| Required work |
When you find the word "issues" in a line of the entries, please copy the whole line.

╭──

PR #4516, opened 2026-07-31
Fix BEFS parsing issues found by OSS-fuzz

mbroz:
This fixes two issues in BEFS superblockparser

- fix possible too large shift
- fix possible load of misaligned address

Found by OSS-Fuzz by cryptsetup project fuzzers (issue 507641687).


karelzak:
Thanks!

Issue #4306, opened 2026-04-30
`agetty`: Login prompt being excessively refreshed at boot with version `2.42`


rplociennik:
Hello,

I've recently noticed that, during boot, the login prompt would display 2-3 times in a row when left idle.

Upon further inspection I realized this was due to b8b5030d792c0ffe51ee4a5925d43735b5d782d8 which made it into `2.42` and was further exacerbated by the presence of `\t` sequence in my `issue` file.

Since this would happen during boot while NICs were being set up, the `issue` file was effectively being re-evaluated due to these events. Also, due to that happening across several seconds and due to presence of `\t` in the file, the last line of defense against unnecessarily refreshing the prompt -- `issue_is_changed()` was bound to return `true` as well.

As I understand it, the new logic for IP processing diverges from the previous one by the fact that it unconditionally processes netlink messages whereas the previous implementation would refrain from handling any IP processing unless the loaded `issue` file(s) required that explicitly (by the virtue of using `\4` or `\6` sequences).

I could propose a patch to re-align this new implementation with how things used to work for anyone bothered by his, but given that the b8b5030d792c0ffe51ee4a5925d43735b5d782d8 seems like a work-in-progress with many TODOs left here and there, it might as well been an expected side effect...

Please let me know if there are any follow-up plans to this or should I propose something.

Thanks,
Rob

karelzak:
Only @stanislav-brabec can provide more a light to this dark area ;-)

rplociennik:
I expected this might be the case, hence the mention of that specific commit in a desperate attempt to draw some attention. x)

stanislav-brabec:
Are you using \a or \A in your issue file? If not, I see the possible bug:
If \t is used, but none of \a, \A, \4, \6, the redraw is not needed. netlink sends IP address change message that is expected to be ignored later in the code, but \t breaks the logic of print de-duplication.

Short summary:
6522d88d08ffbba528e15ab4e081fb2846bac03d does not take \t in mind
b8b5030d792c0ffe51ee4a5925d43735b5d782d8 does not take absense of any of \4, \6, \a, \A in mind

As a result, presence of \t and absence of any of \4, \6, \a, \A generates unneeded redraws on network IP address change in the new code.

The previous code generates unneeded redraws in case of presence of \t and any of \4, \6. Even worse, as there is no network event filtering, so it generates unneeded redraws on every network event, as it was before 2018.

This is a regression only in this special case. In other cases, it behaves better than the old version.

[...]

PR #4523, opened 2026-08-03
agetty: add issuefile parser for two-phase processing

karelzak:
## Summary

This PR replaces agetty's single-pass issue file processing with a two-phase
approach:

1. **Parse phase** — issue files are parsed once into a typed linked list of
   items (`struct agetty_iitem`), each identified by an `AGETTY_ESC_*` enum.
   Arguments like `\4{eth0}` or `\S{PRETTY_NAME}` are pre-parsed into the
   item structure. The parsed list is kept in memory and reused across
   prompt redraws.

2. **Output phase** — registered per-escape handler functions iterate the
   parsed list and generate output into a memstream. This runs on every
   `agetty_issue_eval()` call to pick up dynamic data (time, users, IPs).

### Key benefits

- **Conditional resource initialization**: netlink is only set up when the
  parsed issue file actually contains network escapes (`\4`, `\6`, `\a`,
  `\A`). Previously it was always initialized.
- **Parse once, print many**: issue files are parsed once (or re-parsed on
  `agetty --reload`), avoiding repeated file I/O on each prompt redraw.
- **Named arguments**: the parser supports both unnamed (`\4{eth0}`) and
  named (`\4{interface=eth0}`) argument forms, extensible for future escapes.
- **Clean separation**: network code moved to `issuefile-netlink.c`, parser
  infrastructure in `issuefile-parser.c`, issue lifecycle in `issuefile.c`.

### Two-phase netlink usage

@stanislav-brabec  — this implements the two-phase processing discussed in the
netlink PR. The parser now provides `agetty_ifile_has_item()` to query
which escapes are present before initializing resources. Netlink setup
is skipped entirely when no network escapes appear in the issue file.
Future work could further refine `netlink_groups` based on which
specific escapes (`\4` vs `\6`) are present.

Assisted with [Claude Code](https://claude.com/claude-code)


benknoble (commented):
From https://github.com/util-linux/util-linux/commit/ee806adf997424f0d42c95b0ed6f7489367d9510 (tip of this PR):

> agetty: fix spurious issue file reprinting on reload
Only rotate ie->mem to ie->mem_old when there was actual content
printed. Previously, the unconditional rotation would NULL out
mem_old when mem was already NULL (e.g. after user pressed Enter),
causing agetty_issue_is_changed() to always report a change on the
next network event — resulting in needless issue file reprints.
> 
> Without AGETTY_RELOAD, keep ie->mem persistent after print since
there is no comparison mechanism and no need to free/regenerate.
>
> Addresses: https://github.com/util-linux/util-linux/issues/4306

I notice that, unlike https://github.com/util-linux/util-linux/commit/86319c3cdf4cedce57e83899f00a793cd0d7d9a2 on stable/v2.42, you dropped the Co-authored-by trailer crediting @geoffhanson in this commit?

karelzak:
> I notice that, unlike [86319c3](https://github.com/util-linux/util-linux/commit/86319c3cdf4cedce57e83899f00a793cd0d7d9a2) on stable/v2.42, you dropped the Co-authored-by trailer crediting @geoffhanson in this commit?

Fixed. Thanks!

╰──

| Reply |
Fix BEFS parsing issues found by OSS-fuzz
This fixes two issues in BEFS superblockparser
> Addresses: https://github.com/util-linux/util-linux/issues/4306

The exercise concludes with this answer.